Myself, in his case, I should have lied and got the trouble over. But he was a proud man, or had not much sense–one of the two, and so held fast to the truth. It was pointed out to him that he must descend immediately and wait for the next tram. Other gendarmes were arriving from every quarter: resistance in the circumstances seemed hopeless. He said he would get down. He made to descend this time by the proper gate, but that was not justice. He had mounted the wrong side, he must alight on the wrong side. Accordingly, he was put out amongst the traffic, after which the conductor preached a sermon from the centre of the tram on the danger of ascents and descents conducted from the wrong quarter.

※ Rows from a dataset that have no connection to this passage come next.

PR #668, opened 2026-08-08
compat: adopt DynamicExpressions 2.9 EvalContext

MilesCranmerBot:
## Summary

- require DynamicExpressions 2.9
- adopt `EvalContext` and `eval_context` throughout evaluation and buffered template paths
- retain `EvalOptions` as a deprecated SymbolicRegression binding

## Why

DynamicExpressions 2.9 renamed the public evaluation keyword from `eval_options` to `eval_context`, matching the `EvalContext` type and its call-scoped mutable buffer state.

## Validation

- registered DynamicExpressions 2.9.0 smoke test passed
- `unit/templates`: 380 passed
- `unit/evolution-core`: 1,188 passed
- `unit/expressions`: 145 passed
- JuliaFormatter 2.1.6 and `git diff --check`


MilesCranmer:
@MilesCranmerBot please update to DE v2.9. Now we can pass `eval_context` (with `eval_options` as a deprecated option also still available). Let's update to this please.

src/InterfaceDynamicExpressions.jl
```diff
@@ -64,25 +64,25 @@ which speed up evaluation significantly.
...
                 )
             else
-                eval_options
+                eval_context
             end
-            (; eval_options=de_eval_options,)
+            (; eval_context=de_eval_context,)
         else
             NamedTuple()
         end
```
MilesCranmer, line 105: I'm not sure this is backwards compatible? What happens if I provide `eval_options` explicitly here. Does it get overwritten? Or are there two conflicting args?

MilesCranmer: And this concern repeats in other areas too. `eval_options` should be a depwarn but still work. Just like DE itself handles.

MilesCranmer (changes requested):
@MilesCranmerBot please address

MilesCranmer:
@codex review

src/ComposableExpression.jl
```diff
@@ -64,16 +65,18 @@ end
     tree::AbstractExpressionNode{T};
     operators::Union{AbstractOperatorEnum,Nothing}=nothing,
     variable_names::Union{AbstractVector{<:AbstractString},Nothing}=nothing,
-    eval_options::Union{Nothing,EvalOptions}=nothing,
+    eval_context::Union{Nothing,EvalContext}=nothing,
+    eval_options::Union{Nothing,EvalContext}=nothing,
 ) where {T}
-    if eval_options !== nothing && eval_options.buffer !== nothing
+    eval_context = _process_eval_options(eval_context, eval_options, :ComposableExpression)
```
MilesCranmer: It would be better if we put deprecated kwargs into a generic `kws...` and then checked it. You can see other examples of deprecated keywords throughout the library.

MilesCranmer (changes requested):
@MilesCranmerBot please address

MilesCranmer:
@codex review

src/LossFunctions.jl
```diff
@@ -165,8 +170,10 @@ function eval_loss(
     options::AbstractOptions;
     regularization::Bool=true,
     idx=nothing,
-    eval_options=nothing,
+    eval_context=nothing,
+    kws...,
```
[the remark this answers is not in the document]
MilesCranmer: @MilesCranmerBot please fix this in a new PR

PR #700, opened 2026-08-18
refactor: replace StatsBase dependency with in-house StatsBaseLite

MilesCranmerBot:
## What

StatsBase was only used for four things:

- weighted sampling (`sample(items, Weights)` / `sample(Weights)`) in `MutationWeights.jl` and `Population.jl`
- sampling without replacement (`sample(rng, 1:n, k; replace=false)`) in `TemplateExpression.jl` and `Population.jl`
- `mean` in `SearchUtils.jl` (this is just `Statistics.mean` reexported)

This PR adds `src/third_party/StatsBaseLite.jl`, a vendored subset of StatsBase.jl v0.34 containing exactly the code paths behind those callsites, and drops StatsBase from `[deps]`.

The code is a **verbatim port** of the upstream algorithms (not a reimplementation): the `Weights` type, the `replace=false` poly-algorithm (`k == 1` single draw / `k == 2` `samplepair` / `n < 24k` Fisher-Yates / `self_avoid_sample!`), `direct_sample!`, and the cumulative-scan weighted single draw. The StatsBase MIT license and copyright notice are retained in the file header. `ordered=true` (sequential sampling), multi-draw weighted sampling, and the AliasTables path are deliberately omitted and throw or are absent, since no callsite uses them.

The module is included inside the `@stable` block, so DispatchDoctor instruments it under the same test-time stability checking as the rest of the package.

## Why

Dependency reduction for load/precompile time: StatsBase itself costs ~4.6s of fresh precompile and pulls in SortingAlgorithms, Missings, StatsAPI, DataAPI, AliasTables. This PR removes it from SymbolicRegression's direct dependency graph, so SR's own code and precompiled images no longer reference StatsBase types.

**Caveat:** Optim 1.13.3 still hard-depends on StatsBase, so until the planned follow-up vendoring of Optim lands, StatsBase (~9ms warm load) and SparseArrays (~169ms warm load) still enter the runtime load graph transitively through Optim. The user-visible load/precompile saving materializes with that follow-up; this PR is the prerequisite step.

## Compatibility

No public API change: StatsBase was imported qualified (`using StatsBase: StatsBase`), never reexported, and no user-facing signature accepts StatsBase types. Internal callsites now alias the vendored module (`using ..StatsBaseLite: StatsBaseLite as StatsBase`), so the callsites are unchanged.

## Verification

- `Pkg.test()` with TEST_GROUP = `unit/basic`, `unit/plugins`, `unit/templates`, `unit/evolution-core`: all pass (exit 0)
- New `test/unit/basic/test_statsbase_lite.jl` verifies **seeded exact parity** with real StatsBase 0.34 (test-only dependency): identical draws across every poly-algorithm branch, weighted draws including zero-weight exclusion, plus contract tests (no-replacement uniqueness, `k > n` error, non-finite weight rejection). 25/25 pass.
- `Pkg.resolve()`: StatsBase pruned from SR's direct dependencies in a re-resolved Manifest
- `Base.@time_imports using SymbolicRegression`: SR itself no longer imports StatsBase; StatsBase/SparseArrays still appear via Optim as noted in the caveat above


MilesCranmer:
Turns out Optim.jl also pulls in StatsBase, so we don't even win anything with this. Sigh.

PR #704, opened 2026-08-21
feat: stop searches gracefully on interrupt via stop flag or pipe fd

MilesCranmerBot:
## Summary

Adds a per-search `ExternalStop` object to the existing early-stop check in the master search loop.

- `ExternalStop.requested` is an atomic Boolean for direct stop requests.
- On POSIX systems, `ExternalStop` can poll a nonblocking pipe descriptor. Only the configured trigger byte requests a stop.
- The stop state travels through `RuntimeOptions`, so concurrent and sequential searches do not share cancellation state.
- The search drains queued notifications, latches a request for the current search, and tears down normally at a cycle boundary.

A disabled stop remains the default and specializes to a no-op.

## Motivation

PySR embeds Julia through PythonCall. A SIGINT delivered directly into the embedded Julia runtime can raise an asynchronous `InterruptException` inside an arbitrary scheduled task. If that task holds a runtime lock, the exception can corrupt lock accounting or terminate the host process.

This API lets a host request cooperative cancellation through search-local state. The search returns equations found so far through the normal completion path.

PySR integration: astroautomata/PySR#1310.

## Concurrency and lifecycle

Each `equation_search` call owns its `ExternalStop`. Overlapping searches therefore stop independently. Before entering the search loop, the implementation drains and latches any request already queued for that object. During the search, pipe polling is throttled to a 20 ms minimum interval to avoid paying for a system call on every scheduler check.

## Testing

- Added unit coverage for direct requests, matching and unrelated trigger bytes, queued requests before search entry, descriptor draining, default no-op behavior, and overlapping serial searches.
- The focused `test_external_stop.jl` suite passes: 28 tests.
- GitHub Actions passes on `format-check`, `Documentation`, `CI`, and `CI Extended`. The extended matrix completed all 30 jobs successfully.
- End-to-end PySR tests pass against this branch, including real subprocess SIGINT, real Jupyter kernel interruption, partial results, kernel survival, and a second fit in the same process.


MilesCranmer:
@codex review

MilesCranmer:
@codex review

MilesCranmer:
@codex review

src/SymbolicRegression.jl
```diff
@@ -1300,6 +1305,7 @@ function _main_search_loop!(
             check_for_user_quit(state.stdin_reader),
             check_for_timeout(start_time, options),
             check_max_evals(state.num_evals, options),
+            check_external_stop(),
```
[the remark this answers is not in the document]
MilesCranmerBot: Breaking here drops the same in-flight outputs as the existing early-stop conditions in this tuple: `check_for_loss_threshold`, `check_for_user_quit`, `check_for_timeout`, and `check_max_evals` all break at this exact statement with identical semantics. Ready-but-unharvested channels hold at most one cycle per worker, and the hall of fame already contains those populations' results from their previous harvest, so the marginal loss is one evolution cycle. Making stop requests drain ready channels while the sibling conditions do not would give one condition special semantics; if draining is wanted it should cover all five conditions as its own change.

MilesCranmer:
@codex review

MilesCranmer:
@codex review

src/SearchUtils.jl
```diff
@@ -462,6 +468,100 @@ function check_max_evals(num_evals, options::AbstractOptions)::Bool
...
+            end
+        end
+    end
+    return stop.requested[]
+end
+
+@inline latch_external_stop!(::Nothing)::Bool = false
+@inline latch_external_stop!(ropt::AbstractRuntimeOptions)::Bool = latch_external_stop!(
+    ropt.external_stop
+)
```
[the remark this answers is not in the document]
MilesCranmer: Fixed in 901f2c07: added an `external_stop(::AbstractRuntimeOptions) = nothing` accessor (overridden for `RuntimeOptions`), so custom subtypes default to no external stop and can opt in by overriding. Covered by a new testitem with a fieldless subtype.

MilesCranmer:
@codex review

src/SymbolicRegression.jl
```diff
@@ -690,6 +697,8 @@ end
     saved_state,
     guesses,
 ) where {D<:Dataset}
+    # Preserve a request queued while the `X, y` overload prepared its datasets.
```
MilesCranmer: Delete

src/SymbolicRegression.jl
```diff
@@ -1184,7 +1194,7 @@ function _main_search_loop!(
             ###################################################################
 
             state.cycles_remaining[j] -= 1
-            if state.cycles_remaining[j] > 0
+            if state.cycles_remaining[j] > 0 && !check_external_stop(ropt)
```
MilesCranmer, line 1196: Just wondering - why do we give special treatment to this type of stop, but not for, e.g., timeout or user quit?

src/SymbolicRegression.jl
```diff
@@ -1337,6 +1348,9 @@ function _tear_down!(
         # TODO: We should unwrap the error monitors here
         state.we_created_procs && rmprocs(state.procs)
     end
+    # Consume notifications that arrived after the loop's final poll (e.g.
+    # while waiting on workers) so they cannot stop a later search.
```
MilesCranmer: Noisy; delete

test/unit/misc/test_external_stop.jl
MilesCranmer, line 1: Just to confirm - does this actually get executed? Do we not need to include this file explicitly somewhere? (I forget)

src/SymbolicRegression.jl
MilesCranmer: Corrected answer (previous version overstated the latency): the real distinction is latched vs consuming checks, not urgency.

- `check_external_stop` *latches* (`requested[]` stays true), so it is safe to consult in both the refill guard and the bottom break: consuming it here cannot lose the stop.
- `check_for_user_quit` *consumes* stdin bytes and returns an edge. If it were added to this guard, a quit detected here would be swallowed: the bottom break would re-poll an empty stream and the loop would keep running with that population never rescheduled.
- Timeout, loss threshold, and max-evals are level-triggered and could safely be shared, but omitting them here only costs at most one extra scheduled cycle for the just-arrived population before the bottom break catches it (this loop handles one ready result per iteration).

So the guard includes exactly the check that is both latched and represents an interrupt where skipping that one extra cycle matters. Uniform treatment would want a single `should_stop` computed once per iteration (latching the quit edge into state), which is a clean follow-up refactor but out of scope here.

src/SearchUtils.jl
```diff
@@ -462,6 +468,108 @@ function check_max_evals(num_evals, options::AbstractOptions)::Bool
...
+
+"""Check for an external stop request and latch matching pipe notifications."""
+function check_external_stop(stop::ExternalStop)::Bool
+    if stop.fd >= 0
+        now = time_ns()
+        if now - stop.last_poll_ns[] >= STOP_POLL_INTERVAL_NS
+            stop.last_poll_ns[] = now
+            # Keep draining even once latched so notifications arriving after
+            # the first stop cannot remain queued on the owned descriptor.
+            if check_stop_fd(stop)
```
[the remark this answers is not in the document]
MilesCranmerBot: Fixed in ea1a9eb4: `_tear_down!` now ends with a `drain_external_stop!` call that consumes notifications queued after the loop's final poll (e.g. while waiting on in-flight workers), so they cannot stop a later search sharing the descriptor. Requests arriving after teardown are still preserved for the next search. Covered by a testitem that drives `_tear_down!` directly with a queued byte (c657b0ec).

src/SymbolicRegression.jl
MilesCranmerBot: Removed in a0758027.

src/SymbolicRegression.jl
MilesCranmerBot: Removed in a0758027.

src/SymbolicRegression.jl
MilesCranmerBot: Corrected answer (previous version overstated the latency): the real distinction is latched vs consuming checks, not urgency.

- `check_external_stop` *latches* (`requested[]` stays true), so it is safe to consult in both the refill guard and the bottom break: consuming it here cannot lose the stop.
- `check_for_user_quit` *consumes* stdin bytes and returns an edge. If it were added to this guard, a quit detected here would be swallowed: the bottom break would re-poll an empty stream and the loop would keep running with that population never rescheduled.
- Timeout, loss threshold, and max-evals are level-triggered and could safely be shared, but omitting them here only costs at most one extra scheduled cycle for the just-arrived population before the bottom break catches it (this loop handles one ready result per iteration).

So the guard includes exactly the check that is both latched and represents an interrupt where skipping that one extra cycle matters. Uniform treatment would want a single `should_stop` computed once per iteration (latching the quit edge into state), which is a clean follow-up refactor but out of scope here.

test/unit/misc/test_external_stop.jl
MilesCranmerBot: Yes: `test/runtests.jl` uses TestItemRunner's `@run_package_tests`, which discovers `@testitem` blocks by scanning the package (no explicit include needed) and filters on `ti.filename` starting with `test/<TEST_GROUP>`. CI.yml's unit matrix includes `misc`, so `unit/misc` runs this file on all OS/Julia combinations; the local runs above also picked up all 5 testitems this way.

MilesCranmer (approved):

There is a law throughout Germany–an excellent law it is: I would we had it in England–that nobody may scatter paper about the street. An English military friend told me that, one day in Dresden, unacquainted with this rule, he tore a long letter he had been reading into some fifty fragments and threw them behind him. A policeman stopped him and explained to him quite politely the law upon the subject. My military friend agreed that it was a very good law, thanked the man for his information, and said that for the future he would bear it in mind. That, as the policeman pointed out, would make things right enough for the future, but meanwhile it was necessary to deal with the past–with the fifty or so pieces of paper lying scattered about the road and pavement.